◆ **PROVIDED RECORDS**:

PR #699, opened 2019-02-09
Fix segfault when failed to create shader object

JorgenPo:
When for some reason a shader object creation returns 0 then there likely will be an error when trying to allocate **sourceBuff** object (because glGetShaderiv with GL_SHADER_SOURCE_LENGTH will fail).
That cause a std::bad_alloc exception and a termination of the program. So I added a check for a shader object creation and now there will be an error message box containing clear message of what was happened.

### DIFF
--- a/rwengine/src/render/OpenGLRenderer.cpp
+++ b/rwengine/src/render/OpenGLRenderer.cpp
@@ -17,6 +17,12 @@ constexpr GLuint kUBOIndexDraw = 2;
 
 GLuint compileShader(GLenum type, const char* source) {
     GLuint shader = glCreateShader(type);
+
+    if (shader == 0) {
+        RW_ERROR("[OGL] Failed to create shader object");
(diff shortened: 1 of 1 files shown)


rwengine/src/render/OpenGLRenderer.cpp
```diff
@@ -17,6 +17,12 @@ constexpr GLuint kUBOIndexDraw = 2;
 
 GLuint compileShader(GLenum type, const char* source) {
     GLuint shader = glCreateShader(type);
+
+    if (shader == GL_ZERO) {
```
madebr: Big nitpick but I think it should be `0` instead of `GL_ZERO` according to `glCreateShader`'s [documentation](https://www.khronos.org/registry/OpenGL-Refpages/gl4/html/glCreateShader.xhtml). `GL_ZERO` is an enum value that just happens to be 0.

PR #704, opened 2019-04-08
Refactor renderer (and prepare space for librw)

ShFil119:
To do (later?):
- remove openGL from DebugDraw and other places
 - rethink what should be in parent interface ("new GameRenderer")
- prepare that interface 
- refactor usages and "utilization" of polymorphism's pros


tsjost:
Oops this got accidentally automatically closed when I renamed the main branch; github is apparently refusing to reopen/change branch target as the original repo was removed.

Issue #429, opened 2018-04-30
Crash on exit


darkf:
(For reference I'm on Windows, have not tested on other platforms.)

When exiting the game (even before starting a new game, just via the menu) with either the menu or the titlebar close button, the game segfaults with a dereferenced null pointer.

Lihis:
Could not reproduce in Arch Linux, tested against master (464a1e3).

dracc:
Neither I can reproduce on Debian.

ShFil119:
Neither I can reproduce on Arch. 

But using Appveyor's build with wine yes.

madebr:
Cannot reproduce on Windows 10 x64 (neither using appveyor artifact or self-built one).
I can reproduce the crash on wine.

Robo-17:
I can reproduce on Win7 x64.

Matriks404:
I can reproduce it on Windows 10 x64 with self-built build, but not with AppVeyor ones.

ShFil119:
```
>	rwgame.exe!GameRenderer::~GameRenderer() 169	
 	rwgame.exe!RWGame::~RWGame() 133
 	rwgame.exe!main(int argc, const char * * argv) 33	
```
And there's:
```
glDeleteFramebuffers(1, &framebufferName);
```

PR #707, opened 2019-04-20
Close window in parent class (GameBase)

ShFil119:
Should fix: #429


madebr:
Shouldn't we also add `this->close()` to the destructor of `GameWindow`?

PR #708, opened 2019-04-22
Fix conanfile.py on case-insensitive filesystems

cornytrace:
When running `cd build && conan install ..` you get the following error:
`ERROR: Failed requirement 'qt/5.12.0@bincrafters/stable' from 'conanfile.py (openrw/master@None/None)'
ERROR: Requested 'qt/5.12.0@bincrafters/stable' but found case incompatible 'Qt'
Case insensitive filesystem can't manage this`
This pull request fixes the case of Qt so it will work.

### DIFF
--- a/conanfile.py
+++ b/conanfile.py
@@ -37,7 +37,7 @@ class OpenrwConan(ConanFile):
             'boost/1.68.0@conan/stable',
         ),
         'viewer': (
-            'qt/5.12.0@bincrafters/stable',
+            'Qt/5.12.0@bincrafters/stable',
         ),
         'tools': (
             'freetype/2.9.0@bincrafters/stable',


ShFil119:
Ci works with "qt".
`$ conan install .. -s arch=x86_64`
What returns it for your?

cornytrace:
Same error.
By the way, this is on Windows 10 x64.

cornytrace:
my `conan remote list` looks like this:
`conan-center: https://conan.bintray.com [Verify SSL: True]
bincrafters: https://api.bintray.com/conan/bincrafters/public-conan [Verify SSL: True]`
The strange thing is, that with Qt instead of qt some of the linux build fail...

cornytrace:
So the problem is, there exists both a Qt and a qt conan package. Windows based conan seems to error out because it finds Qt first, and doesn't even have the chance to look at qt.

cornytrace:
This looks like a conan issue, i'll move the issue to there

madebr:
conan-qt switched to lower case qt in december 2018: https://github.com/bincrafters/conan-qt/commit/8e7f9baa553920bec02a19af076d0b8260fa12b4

◆ **INSTRUCTIONS FOR THE TASK**: Reproduce all the entries above. Match them exactly.

◆ **SOLUTION FOR THIS PROBLEM**:
PR #699, opened 2019-02-09
Fix segfault when failed to create shader object

JorgenPo:
When for some reason a shader object creation returns 0 then there likely will be an error when trying to allocate **sourceBuff** object (because glGetShaderiv with GL_SHADER_SOURCE_LENGTH will fail).
That cause a std::bad_alloc exception and a termination of the program. So I added a check for a shader object creation and now there will be an error message box containing clear message of what was happened.

### DIFF
--- a/rwengine/src/render/OpenGLRenderer.cpp
+++ b/rwengine/src/render/OpenGLRenderer.cpp
@@ -17,6 +17,12 @@ constexpr GLuint kUBOIndexDraw = 2;
 
 GLuint compileShader(GLenum type, const char* source) {
     GLuint shader = glCreateShader(type);
+
+    if (shader == 0) {
+        RW_ERROR("[OGL] Failed to create shader object");
(diff shortened: 1 of 1 files shown)


rwengine/src/render/OpenGLRenderer.cpp
```diff
@@ -17,6 +17,12 @@ constexpr GLuint kUBOIndexDraw = 2;
 
 GLuint compileShader(GLenum type, const char* source) {
     GLuint shader = glCreateShader(type);
+
+    if (shader == GL_ZERO) {
```
madebr: Big nitpick but I think it should be `0` instead of `GL_ZERO` according to `glCreateShader`'s [documentation](https://www.khronos.org/registry/OpenGL-Refpages/gl4/html/glCreateShader.xhtml). `GL_ZERO` is an enum value that just happens to be 0.

PR #704, opened 2019-04-08
Refactor renderer (and prepare space for librw)

ShFil119:
To do (later?):
- remove openGL from DebugDraw and other places
 - rethink what should be in parent interface ("new GameRenderer")
- prepare that interface 
- refactor usages and "utilization" of polymorphism's pros


tsjost:
Oops this got accidentally automatically closed when I renamed the main branch; github is apparently refusing to reopen/change branch target as the original repo was removed.

Issue #429, opened 2018-04-30
Crash on exit


darkf:
(For reference I'm on Windows, have not tested on other platforms.)

When exiting the game (even before starting a new game, just via the menu) with either the menu or the titlebar close button, the game segfaults with a dereferenced null pointer.

Lihis:
Could not reproduce in Arch Linux, tested against master (464a1e3).

dracc:
Neither I can reproduce on Debian.

ShFil119:
Neither I can reproduce on Arch. 

But using Appveyor's build with wine yes.

madebr:
Cannot reproduce on Windows 10 x64 (neither using appveyor artifact or self-built one).
I can reproduce the crash on wine.

Robo-17:
I can reproduce on Win7 x64.

Matriks404:
I can reproduce it on Windows 10 x64 with self-built build, but not with AppVeyor ones.

ShFil119:
```
>	rwgame.exe!GameRenderer::~GameRenderer() 169	
 	rwgame.exe!RWGame::~RWGame() 133
 	rwgame.exe!main(int argc, const char * * argv) 33	
```
And there's:
```
glDeleteFramebuffers(1, &framebufferName);
```

PR #707, opened 2019-04-20
Close window in parent class (GameBase)

ShFil119:
Should fix: #429


madebr:
Shouldn't we also add `this->close()` to the destructor of `GameWindow`?

PR #708, opened 2019-04-22
Fix conanfile.py on case-insensitive filesystems

cornytrace:
When running `cd build && conan install ..` you get the following error:
`ERROR: Failed requirement 'qt/5.12.0@bincrafters/stable' from 'conanfile.py (openrw/master@None/None)'
ERROR: Requested 'qt/5.12.0@bincrafters/stable' but found case incompatible 'Qt'
Case insensitive filesystem can't manage this`
This pull request fixes the case of Qt so it will work.

### DIFF
--- a/conanfile.py
+++ b/conanfile.py
@@ -37,7 +37,7 @@ class OpenrwConan(ConanFile):
             'boost/1.68.0@conan/stable',
         ),
         'viewer': (
-            'qt/5.12.0@bincrafters/stable',
+            'Qt/5.12.0@bincrafters/stable',
         ),
         'tools': (
             'freetype/2.9.0@bincrafters/stable',


ShFil119:
Ci works with "qt".
`$ conan install .. -s arch=x86_64`
What returns it for your?

cornytrace:
Same error.
By the way, this is on Windows 10 x64.

cornytrace:
my `conan remote list` looks like this:
`conan-center: https://conan.bintray.com [Verify SSL: True]
bincrafters: https://api.bintray.com/conan/bincrafters/public-conan [Verify SSL: True]`
The strange thing is, that with Qt instead of qt some of the linux build fail...

cornytrace:
So the problem is, there exists both a Qt and a qt conan package. Windows based conan seems to error out because it finds Qt first, and doesn't even have the chance to look at qt.

cornytrace:
This looks like a conan issue, i'll move the issue to there

madebr:
conan-qt switched to lower case qt in december 2018: https://github.com/bincrafters/conan-qt/commit/8e7f9baa553920bec02a19af076d0b8260fa12b4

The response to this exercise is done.